Publicado no Jornal Folha dos Lagos em 30 de outubro de 2010
Nas vésperas da definição de uma das eleições presidenciais mais polêmicas de nossa história, recordo-me de um ensinamento da Antropologia Clássica que, ao que me parece, mui bem ilustra nosso atual quadro de sucessão federal.
Estudando os Nuer, povo do Nordeste africano, habitantes das proximidades do Nilo, o antropólogo britânico estrutural-funcionalista Evans-Pritchard concluiu que os conflitos entre as diversas tribos componentes daquele povo operavam a partir de um sistema lógico de fusão e cisão: disputas regionais e localizadas levavam uma tribo A a guerrear contra uma tribo B; entretanto, se uma tribo C, de região mais distante, atacasse a tribo A, a então inimiga tribo B a ela se juntava, para combater a “intrusa” tribo C. De igual maneira, por mais que as tribos Nuer A, B e C tivessem suas rivalidades, todas se uniam quando a ameaça vinha ainda mais de fora, ou seja, de outro povo, no caso, os Dinka, povo que era o grande inimigo dos Nuer. Assim, podemos dizer que quanto mais o inimigo era oposto e externo, mais as tribos operavam a fusão; quanto mais o inimigo era próximo geograficamente e culturalmente, mais as tribos operavam a cisão, a divisão.
Não acontece muito diferente no nosso segundo turno. Setores de pensamento progressista, popular, “de esquerda” operaram a partir da cisão no primeiro turno presidencial, já que diferenças acidentais, ou seja, superficiais, entre suas ideologias e projetos de nação, apresentavam cada setor como um inimigo próximo.
No segundo turno, porém, a situação alterou-se: a polarização se deu com um inimigo externo, de outra ideologia completamente oposta: ele representa a tradição, o moralismo, o atraso, o poder do capital privado desmedido, a mentira utilizada como arma para convencimento da população mais pobre. Diante do inimigo “mais inverso” que os enfrentados no primeiro turno, os setores progressistas (ao menos seus militantes) parecem encaminhar-se para uma unidade, ainda que crítica e ponderada.

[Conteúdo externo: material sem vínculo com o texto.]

PR #1549, opened 2026-08-30
feat: move edit operation with importer rewriting and cycle refusal (#1534)

### LINKED ISSUE #1534: [Epic: Agent IDE] T12: Edit algebra op 3: `move(qn, target_module)`
Part of epic #1521 — **T12**.

## Dependencies
- Depends on #1532 (T9)
- Depends on #1530 (T10)
- Unblocks: —

## Problem
Moving a symbol out of a "shared dumping ground" into the one package that uses it is the refactor that shrinks affected sets and ownership confusion, and it is tedious and error-prone by hand: definition, its own imports, every importer, re-exports.

## Scope
- `move(qn, target_module)`: cut the definition span (plus decorators/docstring/adjacent comments), paste into target with the imports it needs, rewrite all importers via the import rewriter, optionally leave a deprecation re-export at the old location (`keep_alias=True`).
- Refuse when the move would create an import cycle (check before applying); report the cycle.
- Transaction + postcondition contract.

## Acceptance
- Move a function used by three modules in a fixture: all importers updated, no cycle, tests pass; with `keep_alias` the old import path still works.
- Attempting a move that creates a cycle fails before touching files and names the cycle.

vitali87:
> [!WARNING]
> **Resolving this branch's conflicts can silently reintroduce a fixed defect.**
>
> This branch is `DIRTY` against its base: 44 conflict markers across 11 files.
> `codebase_rag/structural_delta.py` is one of them, with 12 differing hunks —
> and it contains a fix that only exists on this side.
>
> The base still has the regex-scanning `_is_variadic` / `_VARIADIC` (4 mentions).
> This branch replaces those internals with `_header_is_variadic`, which parses
> with `ast`. Resolving that file is therefore a choice between a regex scan and
> a parse. **Take-theirs, or any scripted resolution, restores the bug**: the
> too-many-arguments suppressor goes back to reading `b=2*3` as `*args` and
> missing a real `*rest` after a tuple default. Both directions are reproduced
> in the comments below.
>
> `codebase_rag/editing/move.py` does **not** conflict, so the import-detection
> fix is safe either way.
>
> **Check any resolution with:**
> ```
> pytest codebase_rag/tests/test_variadic_header_detection.py \
>        codebase_rag/tests/test_move_import_presence.py
> ```
> 21 tests, all confirmed to fail against the unfixed code before the fixes
> landed (reverting the variadic fix reddens 6 of 13; reverting the import fix
> reddens 4 of 8). A green run here is meaningful, not merely absent-of-red —
> which matters because this branch receives no automatic CI.
>
> **A symbol-inventory check will NOT catch a bad resolution here.** The two
> versions use different NAMES: this branch delegates `_is_variadic` to a new
> `_header_is_variadic` (ast-based); the base has no `_header_is_variadic` at
> all and keeps the regex body inside `_is_variadic`. Both sides therefore
> still define a variadic helper, so a resolution favouring the base imports
> cleanly and passes any "does a variadic helper exist" check while having
> silently restored the defect. Only behaviour distinguishes them.
>
> Two checks that do work:
>
> 1. **Write the expected reds down before resolving.** `def f(a, b=2*3)` must
>    be non-variadic (the regex says varargs); `def f(a=g(), *rest)` must be
>    variadic (the regex misses it). Record those, resolve, then check — so a
>    wrong resolution fails a prediction rather than needing to be spotted by
>    eye in a 12-hunk merge.
> 2. **Prove the tests can still go red.** Passing is not evidence on a branch
>    with no automatic CI: mutate the resolved helper back to the regex
>    behaviour for one run, confirm red, revert. "The tests exist", "the tests
>    ran" and "the tests could have failed" are three different claims.
>
> Then verify:
> ```
> grep -c '_header_is_variadic' codebase_rag/structural_delta.py   # expect 2
> ```
>
> Resolve by hand with the file open, and diff the symbol inventory against the
> base afterwards. A scripted resolution on a 12-hunk file is the shape that has
> silently deleted functions in this repo before.

Implements T12 of epic #1521 (closes #1534). Stacked on #1548 (change_signature); retarget once the stack lands.

## What

- `codebase_rag/editing/move.py`: `move(repo_root, fetch_all, project, qn, target_module, keep_alias=, dry_run=, reingest=)`.
  - Cuts the definition's whole lines with its decorators (or `export` wrapper) and the comment lines immediately above; methods are refused (move the class).
  - Pastes it into `target_module` (dotted name or repo-relative path; created when missing, appended when present) with the old module's import statements the moved text uses, narrowed to the needed name and respelled when the specifier is relative (JS/TS), plus an import from the old module for the names it still takes from there.
  - Rewrites every importer through the import rewriter (`from pkg.util import helper, other` splits into one statement per module); Python uses through a module import (`pkg.util.helper(...)`) follow and gain `import pkg.core`; statements the rewriter cannot retarget are listed as `unchanged_importers`.
  - The old module imports the name back when it still uses it; `keep_alias` always leaves that import marked as a re-export (`# noqa: F401`, or `export { name } from './core'`), so the old import path keeps working.
  - Refuses before touching any file when the simulated module import graph gains a strongly connected component containing the old or new module, naming the cycle (`MoveRefused.cycle`).
  - One `EditTransaction` (the new file staged alongside the patches); applied moves are held to the postcondition contract (`move_expectation`) through the scoped re-ingest, with undo on failure.
- Structural delta: a removed and an added definition with the same name and fingerprint in different files pair as a move, and `import_cycles` is public (both also pushed to #1546).
- The in-memory graph emulator keeps every site of an edge (`edge_sites`, `sites_of`) instead of the last one, so a statement importing two names yields two importer rows, as the real store does; sites are dropped with their edge on delete. It also answers `CYPHER_GRAPH_IMPORTS_OF` (what a module imports, with sites).
- MCP tool `move` and `cgr move QN TARGET [--keep-alias]`; docs in `docs/architecture/move.md`.

## Tests

`codebase_rag/tests/test_move_op.py` (8): a function used by three modules moves with its comment, docstring and the one import it needs while the unrelated import stays; both `from` importers and the module-attribute user are updated and the fixture tests pass; `keep_alias` keeps `from pkg.util import helper` working; a move that would create a cycle is refused before writing with the cycle named and nothing on disk changed; moving into an existing module appends; an old module that still uses the name imports it back; refusals and dry run; the MCP tool. Unit suite: 8965 passed.

## Summary by CodeRabbit

* **New Features**
  * Added a `move` operation for relocating module-level functions or classes while updating imports and references.
  * Added CLI and MCP support, including dry-run mode and optional alias preservation.
  * Added safeguards that detect import cycles and roll back unsuccessful changes.

* **Documentation**
  * Added architecture and MCP usage documentation for the move operation.

* **Tests**
  * Added coverage for moves, import rewriting, aliases, cycle detection, dry runs, and rollback behavior.


vitali87:
@coderabbitai review

vitali87:
Reviewed this by hand because CI has never run on it — `ci.yml` fires only on `pull_request: branches: [main, master, develop]`, and this PR targets `feat/change-signature`, so its 7 green checks are CodeQL and CodeRabbit only. No unit tests, lint, type check, Sonar or Greptile have ever run against these 12,361 lines. The layer below (#1548) turned out to carry three runtime bugs the moment anyone looked, so I went looking here too.

**One confirmed defect, `codebase_rag/editing/move.py:537`.**

`_retarget_attribute_uses` rewrites `pkg.old.helper(...)` to `pkg.new.helper(...)` at each call site, then decides whether the file needs `import pkg.new` with a TEXT search:

```python
if not _uses(text, f"import {new_spelled}"):
```

`_uses` is a regex over the whole file, so it answers "does this string appear" rather than "does this module get bound". Three inputs make it answer yes when the module is NOT bound, and in each the rewritten call site then raises `NameError`:

```
import pkg.new as n        guard=True  -> no import added   <-- pkg is never bound
# import pkg.new           guard=True  -> no import added   <-- a comment
s = "import pkg.new"       guard=True  -> no import added   <-- a string literal
```

The alias case is the realistic one and I ran it against a real interpreter rather than reasoning about it:

```
pkg/new.py:  def helper(): return 1
user.py:     import pkg.new as n
             print(pkg.new.helper())

NameError: name 'pkg' is not defined
```

So the move reports success and the edited program dies on the line the move itself rewrote. Same shape as the three defects in #1548: a successful-looking edit that leaves the project broken at runtime.

**Fix:** ask the AST, which the function already has — `self._parse(path, source)` is called two lines above. A check that walks top-level `import_statement` nodes and requires a `dotted_name` equal to the module (or a prefix of it), while rejecting `aliased_import`, gets all five cases right:

```
alias      -> False (import needed)      plain     -> True  (no import needed)
comment    -> False (import needed)      submodule -> True  (no import needed)
string     -> False (import needed)
```

**Checked and NOT a defect**, listed so nobody re-files them:

- `import pkg.new.sub` returning True is correct, not a substring bug. A submodule import binds the parent package, so `pkg.new.helper()` resolves — verified by running it.
- `_cut_span` is right. It captures leading comments and decorators, computes the moved text BEFORE swallowing trailing blank lines, and leaves a clean residue. I expected an off-by-one here and there is none.
- `_uses` is properly `re.escape`d with `(?<![\w.])%s(?!\w)`, so it does not match `foo.bar` when searching for `bar`. The bug above is not the regex, it is asking a regex a question only the AST can answer.
- `_refuse_cycles` diffs cycles before and after and refuses only on fresh ones containing the moved modules. Sound.

A broader sweep of `imports.py`, `structural_delta.py`, `contract.py`, `graph_query.py` and `structural_check.py` is still running; I will add anything it confirms.

vitali87:
Second confirmed defect, `codebase_rag/structural_delta.py:394-425`. Independently reproduced against real files on disk with the real `Definition` type, not reasoned about.

`_is_variadic` decides whether a callee accepts `*args` by regex-scanning the raw header text. It is wrong in **both** directions, and at line 450 it is the *only* thing that can suppress a `too_many` verdict:

```python
if passed > verdict.declared_count:
    if _is_variadic(definition, repo_root):
        return declared_count, cs.DELTA_ARITY_OK      # <-- sole suppressor
    return declared_count, cs.DELTA_ARITY_TOO_MANY
```

Measured against `ast` as ground truth, 4 of 7 realistic headers disagree with Python:

```
header                       scan   python
def f(a, b=2*3):             True   False   <-- false positive
def f(a, doc='a*b'):         True   False   <-- false positive
def f(a=g(), *rest):         False  True    <-- false negative
def f(a=(1,2), *rest):       False  True    <-- false negative
def f(a, *rest):             True   True    ok
def f(a, b):                 False  False   ok
def f(a, *, kw=1):           True   True    ok
```

Two independent mechanisms:

1. `_VARIADIC = re.compile(r"(?<!\*)\*(?!\*)")` searches raw text, so a `*` in a default expression (`b=2*3`) or inside a string default (`doc='a*b'`) reads as `*args`.
2. `close_at = text.find(")", open_at + 1)` stops at the FIRST `)`, which may be inside a default (`a=g()`), so a real `*rest` after it is never scanned.

Run against files on disk rather than in isolation:

```
def f(a, b=2*3):        _is_variadic -> True   (Python: False)
def g(a=dict(), *rest): _is_variadic -> False  (Python: True)
```

Both directions are user-visible. The false positive lets a genuinely broken call site pass as OK. The false negative is worse in practice: it propagates through `_arity_findings` to `contract._check_sites_mapped`, where `too_many` is deliberately not suppressible by `rewritten`, so a correct edit against a legitimately variadic callee **fails its contract and rolls back**.

**Fix** — parse rather than scan; the header is already text in hand:

```python
node = ast.parse(textwrap.dedent(text)).body[0]
return bool(node.args.vararg or node.args.kwonlyargs)
```

That also removes a latent second trigger in the same function: the header window starts at `start_line` and stops at the first line containing `)`, so any `)` before the parameter list truncates it. `function_ingest.py:812` sets `start_line` to the `def` line rather than the decorator, so a decorated definition does not currently reach it from this repo's own ingest — latent rather than live, and fixed for free by the same change.

**Also swept and clean**, so nobody re-reviews them: `editing/imports.py` (duplicate bindings round-trip; `_relative_specifier` correct across 7 path shapes; the Java/Rust `rpartition` widening correctly declines non-matching packages; every generated Python rewrite re-parsed under `ast.parse`), `editing/contract.py`, `graph_query.py`, `structural_check.py`.

Two near-misses chased and cleared rather than filed: `use crate::util::{self, helper}` splitting to `use crate::util::self;` is deprecated-but-legal and compiles under `rustc --edition 2021`; and `rename_in_all`'s whole-file regex is genuinely fragile but is pre-existing code this layer does not touch.

Caveat on coverage: `structural_delta.py`'s graph-facing paths (`snapshot`, `_tests_reaching`, `_new_duplicates`) were exercised with hand-built fakes only, as no populated graph was available.

vitali87:
Independent reproduction of both defects reported above, from a separate clone against `76fce9ad`. Executed rather than reasoned about, since the same subsystem's sibling PR yielded three defects that all looked fine by inspection.

## 1. `move.py:537` — the import-presence check confirmed

`_uses(text, f"import {new_spelled}")` is `re.search` over the raw file text (`move.py:101-102`), so any textual occurrence counts as "the import is already there".

```
does _uses think 'import pkg.new' is already present?
  aliased import  (import pkg.new as n)   -> True
  in a comment    (# TODO: import pkg.new) -> True
  in a string     (DOC = "import pkg.new") -> True
  genuinely absent                         -> False
  genuinely present                        -> True
```

Three false positives. The aliased-import case is the dangerous one, because it is idiomatic rather than contrived: `import pkg.new as n` binds only `n`, so after the call sites are rewritten to `pkg.new.helper(...)` the name `pkg` is unbound.

Ran the result against a real interpreter with a real package on disk:

```
$ python after.py
    pkg.new.helper()
    ^^^
NameError: name 'pkg' is not defined
```

Both the before and after files parse cleanly, so a parse-based postcondition would not catch it — the move reports success and the program dies at runtime on the line the move just rewrote.

## 2. `structural_delta.py:397` — the variadic detector confirmed

Two independent flaws: `close_at = text.find(")", open_at + 1)` stops at the first close-paren rather than the matching one, and `_VARIADIC` then regex-scans that slice.

Compared against `ast` on realistic headers:

| header | regex | ast | |
|---|---|---|---|
| `def f(a):` | False | False | ok |
| `def f(a, *rest):` | True | True | ok |
| `def f(a, *, k):` | True | True | ok |
| `def f(a, b=2*3):` | **True** | **False** | **disagree** |
| `def f(a, b=(1,2), *rest):` | **False** | **True** | **disagree** |
| `def f(a, cb=lambda x: (x)):` | False | False | ok |
| `def f(*args, **kw):` | True | True | ok |

Both directions reproduce. `b=2*3` — a `*` in an arithmetic default — reads as `*args`. `b=(1,2), *rest` — a real `*rest` after a tuple default — is missed because `find(")")` stops inside the tuple.

`_is_variadic` is the sole suppressor of `DELTA_ARITY_TOO_MANY` (`structural_delta.py:450-452`), so:

- the **false negative** makes a correct edit fail its own postcondition and roll back;
- the **false positive** silently suppresses a genuine too-many-arguments verdict.

(I measured 2 of 7 on my sample where the original report measured 4 of 7 — different headers, same defect. The direction that matters is that both error modes are reachable.)

## Common root cause

Both defects, and the three in #1548, are the same shape: **asking a regex a question only the parser can answer**. The repo already has tree-sitter parsing in hand at both sites — `move.py:536` parses the file immediately before the text check, and `structural_delta` has the definition node available.

Worth noting for whoever picks this up: this PR is not verifiably gated, so nothing above was going to be caught by CI. `uv run python scripts/check_pr_gated.py 1549` reports 5 reasons, including "no CI run exists at the head SHA 76fce9ad" and "required context absent at the head: ['All Checks Pass']". Tracked at #1582.

vitali87:
## The phase-order CI failure at this head is a stale test, not a code defect

The manually-dispatched run at `76fce9ad` (still this PR's head) fails `test_graph_updater_phase_order.py` on all six platform/version combos plus base install, with twelve phases reported as "pinned by this test but no longer called in `GraphUpdater.run`". Diagnosed rather than worked around, because the test's own message asks for that:

**The phases were not deleted.** All twelve still exist and still run. They were extracted into a new method:

- `_resolve_deferred_definitions()` at `graph_updater.py:904-1030` now contains the calls — e.g. `_rehydrate_registry_from_graph()` at line 927, `resolve_deferred_cpp_methods()` at line 935.
- `GraphUpdater.run()` calls `_resolve_deferred_definitions()`.

So execution order is preserved; the phases are simply one level of indirection below `run()`.

The test walks `run()` and collects direct attribute calls (33 distinct ones at this head) and asserts each pinned phase appears among them. After the extraction, none of the twelve do — hence twelve simultaneous failures on every platform, which is the signature of a structural change rather than a flake.

**This is the test needing to follow the refactor**, not the refactor being wrong. The right fix is to make the phase-detection walk transitively through methods `run()` calls, rather than deleting the pins — the test explicitly warns against dropping a constraint without confirming the recorded dependency is genuinely gone, and here it is not gone.

I have **not** made that change: it belongs to whoever owns this PR's content, and the check should be strengthened rather than relaxed, which deserves its own review.

## Note for anyone reading a red on this branch

Two commits were added on top of `76fce9ad` fixing the import-detection and variadic-detection defects reported above. They touch `editing/move.py` and `structural_delta.py` only, and neither goes near `GraphUpdater`. The phase-order failure predates them and reproduces at `76fce9ad` itself, so a red here should be attributed carefully.

Also reported at this branch's sibling: `#1550` at `0e7aadd5` fails one base-install test with `FileNotFoundError` on `.git/objects/maintenance.lock` under `popen-gw3` — that one does look like a git-maintenance race under xdist rather than a code defect, but it is equally invisible on the PR page.

Both failures come from **manually dispatched** runs, which is why neither appears in the PR's check list.

vitali87:
## Correction to my comment above: no fix is needed here at all

I said the test "needs to follow the refactor" and recommended teaching it to walk transitively. That work is **already done on `main`** — I was recommending something that exists. Correcting rather than editing, since the wrong recommendation is the more useful half to record.

Verified statically (no suite run needed):

- `main`'s `test_graph_updater_phase_order.py` defines `_DELEGATES = ("_resolve_deferred_definitions",)` and splices that delegate's body into `run()` at its call site, so phases inside it are visible to the walk.
- This branch's copy of that test file contains **no `_DELEGATES` at all** — 0 occurrences against 3 on `main`.
- The delegate it names is precisely the method I found the twelve phases had moved into (`graph_updater.py:904-1030`).

So the sequence was: the extraction landed, `main` later taught the test to follow the delegate, and this branch — **771 commits behind `main`** — carries the pre-teaching test against post-extraction code.

**Nothing in this PR needs changing, and `_ORDER` must not be touched.** The failure resolves when the branch is merged up or rebuilt. Given the chain is scheduled to be rebuilt anyway, it will resolve as a side effect.

Prediction worth recording for whoever gets there first: swapping in `main`'s version of that one test file, with `graph_updater.py` untouched, should turn all three green. I could not run it — the host test lock was held throughout — so this is **stated as unverified**, on static evidence only.

Credit to the peer session that caught my error; my original diagnosis (phases extracted into `_resolve_deferred_definitions`, behaviour intact) was right about the shape and wrong about who needed to change.

The two defect fixes on this branch are unaffected by any of this.

vitali87:
## Prediction confirmed by execution

My previous comment stated the stale-test conclusion on static evidence and flagged it as unverified because the host test lock was held. The lock cleared; here is the experiment.

Same `graph_updater.py`, untouched, only the test file swapped:

```
branch's test_graph_updater_phase_order.py  ->  3 failed in 2.47s
main's   test_graph_updater_phase_order.py  ->  3 passed in 1.91s
```

Test file restored byte-identical afterwards; working tree clean.

So it is settled: **no production code is at fault, and nothing on this PR needs changing.** The branch carries the pre-`_DELEGATES` test against post-extraction code, and merging `main` up (or the scheduled rebuild) resolves it.

## Full suite on this branch, with both defect fixes applied

```
3 failed, 8967 passed, 125 skipped, 1 xfailed  (320s, -n 4, not integration)
```

The 3 are exactly the stale phase-order tests above. **Nothing else fails**, so the two fixes introduce no regression across the whole suite.

For completeness, the fixes' own evidence:

- Reverting `_module_bound` to the text search reddens 4 of its 8 tests.
- Reverting `_header_is_variadic` to the regex scan reddens 6 of its 13 tests.
- Both source files restored byte-identical after each mutation.

Worth noting this suite run is the only verification these fixes will get: this PR's base is a feature branch, so the run at its head is manually dispatched rather than automatic, and nothing runs on a push here.

vitali87:
## Warning for whoever resolves this branch's conflicts

This branch is `DIRTY` against its base — 44 conflict markers across 11 files — and **one of the conflicting files contains a fix on this branch that a careless resolution would silently undo**.

`codebase_rag/structural_delta.py` conflicts, with 12 differing hunks. The base branch still has the old regex-scanning `_is_variadic` / `_VARIADIC` (4 mentions); this branch replaces that internals with `_header_is_variadic`, which parses with `ast`.

So resolving that file is a choice between a regex scan and a parse. Taking the base's side, or resolving mechanically, restores the defect: the too-many-arguments suppressor goes back to reading `b=2*3` as `*args` and missing a real `*rest` after a tuple default. Both directions of that defect are documented above with reproductions.

`codebase_rag/editing/move.py` does **not** conflict, so the import-detection fix is safe regardless.

**How to check the resolution afterwards**, since this branch gets no automatic CI:

```
pytest codebase_rag/tests/test_variadic_header_detection.py \
       codebase_rag/tests/test_move_import_presence.py
```

21 tests. They were confirmed to fail against the unfixed code before the fixes landed — reverting `_header_is_variadic` to the scan reddens 6 of 13, reverting `_module_bound` to the text search reddens 4 of 8 — so a green run is meaningful here rather than merely absent-of-red.

Per the repo's own guidance, this conflict wants resolving by hand with the file open, and a symbol-inventory diff against the base afterwards. A scripted resolution on a 12-hunk file is exactly the shape that has silently deleted functions in this repo before.

vitali87:
Superseded by a `pr-split` DAG of smaller reviewable PRs:

- #2072 — `feat: add move public API and constants`
- #2070 — `feat: parse move spans and imports`
- #2075 — `feat: expose import graph sites for move`
- #2071 — `feat: detect move contract deltas`
- #2080 — `feat: retarget move imports safely`
- #2074 — `feat: implement move refactoring operation`
- #2073 — `feat: expose move through CLI`
- #2078 — `feat: expose move through MCP`
- #2076 — `test: cover move operation behavior`
- #2079 — `test: cover move MCP wiring`
- #2077 — `docs: document move operation`

Native stacks registered where the DAG is linear:

- #2083: #2072 → #2070
- #2082: #2080 → #2074 → #2073

The remaining PRs are DAG fan-out or multi-parent nodes, so they keep branch-base dependencies rather than being forced into a native linear stack.

Validation run on the sanitized source branch:

- `uv run ruff format ...`
- `uv run ruff check --fix ...`
- `python3 -m compileall -q ...`

Targeted pytest for the move split was not started locally because another host-wide pytest suite was already running; replacement PR CI should be treated as the next test signal.

vitali87:
Closed as superseded by the split replacement PR DAG listed above.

É o que acontece com o PSOL, o PCB e parte considerável do PV, não fosse a atitude mais que decepcionante de Fernando Gabeira. Migrando para o voto em Dilma ou o voto nulo, os setores progressistas do Brasil isolam José Serra como candidato de uma “quase extrema direita” que, de religiosa, só tem os louvores litúrgicos pelas divindades da privatização, do capital estrangeiro, do preconceito e da mentira.
Penso que, já visualizando as eleições de 2012 em nossa cidade, a tática da fusão me parece ser a única possibilidade dos setores progressistas de Cabo Frio enfrentarem a polarização local (lutando de fora ou de dentro dela), que é mais do que uma polarização de nomes ou grupos – é uma polarização de modelos tradicionais, com maiores ou menores vestes íntimas de modernidade.
No dia de amanhã, não posso deixar de encarar o voto em José Serra como o voto nos Dinka – o inimigo maior, mais oposto, mais distante e, por isso mesmo, mais destruidor. Entendo que chegou a hora da fusão e de falar abertamente que quem vota em Serra vota num modelo de governo que coloca o ser humano, em todas as suas versões e aspirações, abaixo de todos os interesses. É hora de assumir que votar em Dilma é mais do que optar pela fusão ao invés da cisão – o que já seria grandioso: votar em Dilma é optar pelo Brasil.